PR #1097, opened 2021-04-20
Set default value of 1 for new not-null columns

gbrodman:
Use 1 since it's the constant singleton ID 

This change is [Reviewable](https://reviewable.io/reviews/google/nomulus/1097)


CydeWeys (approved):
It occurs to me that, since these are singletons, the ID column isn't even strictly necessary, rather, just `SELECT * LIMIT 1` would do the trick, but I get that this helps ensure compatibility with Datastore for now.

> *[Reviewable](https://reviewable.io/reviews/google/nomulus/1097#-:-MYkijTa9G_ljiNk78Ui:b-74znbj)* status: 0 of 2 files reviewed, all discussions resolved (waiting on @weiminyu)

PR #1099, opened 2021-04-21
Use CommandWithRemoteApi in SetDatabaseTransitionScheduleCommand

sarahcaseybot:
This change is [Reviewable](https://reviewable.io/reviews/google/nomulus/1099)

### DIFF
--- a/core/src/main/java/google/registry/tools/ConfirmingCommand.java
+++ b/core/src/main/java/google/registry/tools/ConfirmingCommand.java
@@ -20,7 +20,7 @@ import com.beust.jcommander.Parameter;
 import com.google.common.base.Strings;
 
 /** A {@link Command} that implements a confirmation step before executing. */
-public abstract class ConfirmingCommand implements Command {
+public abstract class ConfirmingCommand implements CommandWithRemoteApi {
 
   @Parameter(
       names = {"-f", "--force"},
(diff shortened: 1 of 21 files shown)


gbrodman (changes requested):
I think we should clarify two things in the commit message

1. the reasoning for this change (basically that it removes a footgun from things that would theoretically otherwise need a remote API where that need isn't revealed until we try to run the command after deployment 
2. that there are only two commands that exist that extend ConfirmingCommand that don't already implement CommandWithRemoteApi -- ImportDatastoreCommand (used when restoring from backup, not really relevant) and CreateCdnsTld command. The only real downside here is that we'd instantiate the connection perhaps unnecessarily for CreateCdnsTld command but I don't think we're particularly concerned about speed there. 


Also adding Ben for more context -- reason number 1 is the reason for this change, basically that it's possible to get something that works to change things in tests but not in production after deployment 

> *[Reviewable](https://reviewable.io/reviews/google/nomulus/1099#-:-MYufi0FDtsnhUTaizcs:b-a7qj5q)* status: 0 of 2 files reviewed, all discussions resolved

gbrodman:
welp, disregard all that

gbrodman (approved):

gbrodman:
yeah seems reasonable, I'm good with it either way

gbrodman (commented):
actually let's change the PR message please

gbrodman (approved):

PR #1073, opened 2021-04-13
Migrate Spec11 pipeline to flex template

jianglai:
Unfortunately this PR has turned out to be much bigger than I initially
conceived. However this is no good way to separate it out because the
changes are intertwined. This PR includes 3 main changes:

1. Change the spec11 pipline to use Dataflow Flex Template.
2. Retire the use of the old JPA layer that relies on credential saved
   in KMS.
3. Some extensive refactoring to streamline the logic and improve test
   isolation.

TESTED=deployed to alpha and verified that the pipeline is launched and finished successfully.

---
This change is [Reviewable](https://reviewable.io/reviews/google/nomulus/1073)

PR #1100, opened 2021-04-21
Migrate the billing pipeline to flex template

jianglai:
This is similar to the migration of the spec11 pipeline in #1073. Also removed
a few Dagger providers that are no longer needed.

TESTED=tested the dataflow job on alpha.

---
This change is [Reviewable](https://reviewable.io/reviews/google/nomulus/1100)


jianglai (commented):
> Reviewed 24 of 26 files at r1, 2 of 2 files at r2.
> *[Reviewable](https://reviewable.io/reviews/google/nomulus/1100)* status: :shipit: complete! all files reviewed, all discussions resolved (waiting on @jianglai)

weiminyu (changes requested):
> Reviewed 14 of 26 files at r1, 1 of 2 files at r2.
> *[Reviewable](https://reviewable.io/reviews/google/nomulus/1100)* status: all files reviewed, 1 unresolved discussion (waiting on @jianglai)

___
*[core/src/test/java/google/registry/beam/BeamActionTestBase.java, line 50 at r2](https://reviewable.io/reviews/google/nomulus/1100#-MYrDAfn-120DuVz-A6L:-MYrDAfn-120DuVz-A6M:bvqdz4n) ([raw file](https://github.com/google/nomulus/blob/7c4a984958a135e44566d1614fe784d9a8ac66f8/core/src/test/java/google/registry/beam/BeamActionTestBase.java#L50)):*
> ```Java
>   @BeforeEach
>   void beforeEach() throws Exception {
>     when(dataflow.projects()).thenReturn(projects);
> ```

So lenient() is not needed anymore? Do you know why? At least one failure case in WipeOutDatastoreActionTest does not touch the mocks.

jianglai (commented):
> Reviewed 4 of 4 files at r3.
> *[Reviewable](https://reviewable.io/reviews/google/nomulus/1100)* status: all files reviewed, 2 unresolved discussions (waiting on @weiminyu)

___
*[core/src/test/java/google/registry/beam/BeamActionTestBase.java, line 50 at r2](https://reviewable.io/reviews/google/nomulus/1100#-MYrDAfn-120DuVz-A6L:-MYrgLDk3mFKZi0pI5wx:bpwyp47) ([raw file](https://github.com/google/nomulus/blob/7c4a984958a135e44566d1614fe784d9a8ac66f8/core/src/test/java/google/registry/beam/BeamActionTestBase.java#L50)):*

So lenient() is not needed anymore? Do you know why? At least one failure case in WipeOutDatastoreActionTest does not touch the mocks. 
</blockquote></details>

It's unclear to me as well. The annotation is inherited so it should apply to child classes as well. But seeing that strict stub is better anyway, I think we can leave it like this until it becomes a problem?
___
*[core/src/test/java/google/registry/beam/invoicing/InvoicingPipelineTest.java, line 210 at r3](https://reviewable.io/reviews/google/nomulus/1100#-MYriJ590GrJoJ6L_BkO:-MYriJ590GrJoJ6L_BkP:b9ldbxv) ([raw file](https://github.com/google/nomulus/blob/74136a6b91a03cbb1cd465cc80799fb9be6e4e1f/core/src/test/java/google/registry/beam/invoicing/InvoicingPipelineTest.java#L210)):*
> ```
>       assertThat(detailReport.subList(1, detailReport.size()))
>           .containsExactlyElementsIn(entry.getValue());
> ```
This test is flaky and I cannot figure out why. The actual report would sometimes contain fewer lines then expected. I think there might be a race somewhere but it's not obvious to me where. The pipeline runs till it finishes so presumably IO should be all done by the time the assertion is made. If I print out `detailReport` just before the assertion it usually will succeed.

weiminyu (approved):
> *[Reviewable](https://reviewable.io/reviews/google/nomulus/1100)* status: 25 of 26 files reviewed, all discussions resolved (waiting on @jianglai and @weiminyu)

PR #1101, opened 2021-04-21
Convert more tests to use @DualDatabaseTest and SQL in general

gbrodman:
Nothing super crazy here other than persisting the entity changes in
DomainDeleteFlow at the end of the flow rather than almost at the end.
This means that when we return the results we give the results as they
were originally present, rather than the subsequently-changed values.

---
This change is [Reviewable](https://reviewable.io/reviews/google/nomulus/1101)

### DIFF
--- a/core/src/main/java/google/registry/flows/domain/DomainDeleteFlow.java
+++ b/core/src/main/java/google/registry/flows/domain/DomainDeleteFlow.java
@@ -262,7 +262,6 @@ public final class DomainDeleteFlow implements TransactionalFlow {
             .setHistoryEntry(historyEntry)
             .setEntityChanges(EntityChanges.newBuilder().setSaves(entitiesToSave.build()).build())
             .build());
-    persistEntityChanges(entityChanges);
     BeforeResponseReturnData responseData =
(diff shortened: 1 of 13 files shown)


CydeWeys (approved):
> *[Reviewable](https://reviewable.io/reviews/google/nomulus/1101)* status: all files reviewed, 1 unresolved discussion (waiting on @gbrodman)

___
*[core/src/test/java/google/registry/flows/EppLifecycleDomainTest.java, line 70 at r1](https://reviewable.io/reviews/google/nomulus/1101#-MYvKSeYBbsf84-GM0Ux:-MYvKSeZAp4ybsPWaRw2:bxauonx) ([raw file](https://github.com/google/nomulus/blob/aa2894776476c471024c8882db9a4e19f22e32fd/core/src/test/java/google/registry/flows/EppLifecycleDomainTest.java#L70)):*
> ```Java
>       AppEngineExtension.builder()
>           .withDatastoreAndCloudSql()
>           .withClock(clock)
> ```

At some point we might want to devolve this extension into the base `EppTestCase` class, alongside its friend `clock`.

__Description of the task__
The answer is the records above restated word for word from their opening line through the line that holds "before executing. */", both included, and nothing else.

__Result__
PR #1097, opened 2021-04-20
Set default value of 1 for new not-null columns

gbrodman:
Use 1 since it's the constant singleton ID 

This change is [Reviewable](https://reviewable.io/reviews/google/nomulus/1097)


CydeWeys (approved):
It occurs to me that, since these are singletons, the ID column isn't even strictly necessary, rather, just `SELECT * LIMIT 1` would do the trick, but I get that this helps ensure compatibility with Datastore for now.

> *[Reviewable](https://reviewable.io/reviews/google/nomulus/1097#-:-MYkijTa9G_ljiNk78Ui:b-74znbj)* status: 0 of 2 files reviewed, all discussions resolved (waiting on @weiminyu)

PR #1099, opened 2021-04-21
Use CommandWithRemoteApi in SetDatabaseTransitionScheduleCommand

sarahcaseybot:
This change is [Reviewable](https://reviewable.io/reviews/google/nomulus/1099)

### DIFF
--- a/core/src/main/java/google/registry/tools/ConfirmingCommand.java
+++ b/core/src/main/java/google/registry/tools/ConfirmingCommand.java
@@ -20,7 +20,7 @@ import com.beust.jcommander.Parameter;
 import com.google.common.base.Strings;
 
 /** A {@link Command} that implements a confirmation step before executing. */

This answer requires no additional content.